MATERIAL FOR THE TASK
PR #1857, opened 2024-05-24
APS-785: Improve UX when advancing through the 5 OASys steps for risk

vubalasu:
# Context

# Changes in this PR
 Improve UX when advancing through the 5 OASys steps for risk
### Before
Screenshot 2024-05-24 at 13 35 46

### After
Screenshot 2024-05-23 at 15 12 42
Screenshot 2024-05-23 at 15 12 51
Screenshot 2024-05-23 at 15 12 58
Screenshot 2024-05-23 at 15 13 05
Screenshot 2024-05-23 at 15 14 10

### DIFF
--- a/server/views/applications/pages/oasys-import/_oasys-screen.njk
+++ b/server/views/applications/pages/oasys-import/_oasys-screen.njk
@@ -17,7 +17,8 @@
       {% if oasysDisabled or page.oasysSuccess == false %}
         <h1 class="govuk-heading-l">Provide risk information</h1>
       {% else %}
-        <h1 class="govuk-heading-l">{{page.title}}</h1>
+        <h1 class="govuk-heading-l govuk-!-margin-bottom-2">{{page.title}}</h1>
+        <p>Risk Information (part {{page.riskTaskStep}} of 5)</p>
         <p>OASys last updated: {{formatDate(page.oasysCompleted)}}</p>
       {% endif %}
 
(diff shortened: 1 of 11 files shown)


server/views/applications/pages/oasys-import/_oasys-screen.njk
```diff
@@ -17,7 +17,8 @@
       {% if oasysDisabled or page.oasysSuccess == false %}
         <h1 class="govuk-heading-l">Provide risk information</h1>
       {% else %}
-        <h1 class="govuk-heading-l">{{page.title}}</h1>
+        <h1 class="govuk-heading-l govuk-!-margin-bottom-2">{{page.title}}</h1>
+        <p>{{page.riskTaskStep}}</p>
```
richpjames, line 21: If `riskTaskStep` was an integer then in the template we could have:
`<p>Risk Information (part {{page.riskTaskStep}} of 5)</p>`
so there would be less places to update if we ever need to change the copy (EG if a page was added/removed).

richpjames: Thanks for making the edit I suggested in the OasysPage classes but now `page.riskTaskStep` is an integer we have to update this line to be `<p>Risk Information (part {{page.riskTaskStep}} of 5)</p>`

vubalasu: yah sorry the commit push failed because of token expired and pushed again please check @richpjames

richpjames (approved):

PR #1859, opened 2024-05-24
Add call to init Sentry

richpjames:
When upgrading Sentry (#1832) I missed this.
This copies the approach used:
https://github.com/ministryofjustice/probation-search-ui


davidatkinsuk (approved):
LGTM 👍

WORK TASK
Give every line of the listing again. Keep each one exact.

TASK OUTPUT
PR #1857, opened 2024-05-24
APS-785: Improve UX when advancing through the 5 OASys steps for risk

vubalasu:
# Context

# Changes in this PR
 Improve UX when advancing through the 5 OASys steps for risk
### Before
Screenshot 2024-05-24 at 13 35 46

### After
Screenshot 2024-05-23 at 15 12 42
Screenshot 2024-05-23 at 15 12 51
Screenshot 2024-05-23 at 15 12 58
Screenshot 2024-05-23 at 15 13 05
Screenshot 2024-05-23 at 15 14 10

### DIFF
--- a/server/views/applications/pages/oasys-import/_oasys-screen.njk
+++ b/server/views/applications/pages/oasys-import/_oasys-screen.njk
@@ -17,7 +17,8 @@
       {% if oasysDisabled or page.oasysSuccess == false %}
         <h1 class="govuk-heading-l">Provide risk information</h1>
       {% else %}
-        <h1 class="govuk-heading-l">{{page.title}}</h1>
+        <h1 class="govuk-heading-l govuk-!-margin-bottom-2">{{page.title}}</h1>
+        <p>Risk Information (part {{page.riskTaskStep}} of 5)</p>
         <p>OASys last updated: {{formatDate(page.oasysCompleted)}}</p>
       {% endif %}
 
(diff shortened: 1 of 11 files shown)


server/views/applications/pages/oasys-import/_oasys-screen.njk
```diff
@@ -17,7 +17,8 @@
       {% if oasysDisabled or page.oasysSuccess == false %}
         <h1 class="govuk-heading-l">Provide risk information</h1>
       {% else %}
-        <h1 class="govuk-heading-l">{{page.title}}</h1>
+        <h1 class="govuk-heading-l govuk-!-margin-bottom-2">{{page.title}}</h1>
+        <p>{{page.riskTaskStep}}</p>
```
richpjames, line 21: If `riskTaskStep` was an integer then in the template we could have:
`<p>Risk Information (part {{page.riskTaskStep}} of 5)</p>`
so there would be less places to update if we ever need to change the copy (EG if a page was added/removed).

richpjames: Thanks for making the edit I suggested in the OasysPage classes but now `page.riskTaskStep` is an integer we have to update this line to be `<p>Risk Information (part {{page.riskTaskStep}} of 5)</p>`

vubalasu: yah sorry the commit push failed because of token expired and pushed again please check @richpjames

richpjames (approved):

PR #1859, opened 2024-05-24
Add call to init Sentry

richpjames:
When upgrading Sentry (#1832) I missed this.
This copies the approach used:
https://github.com/ministryofjustice/probation-search-ui


davidatkinsuk (approved):
LGTM 👍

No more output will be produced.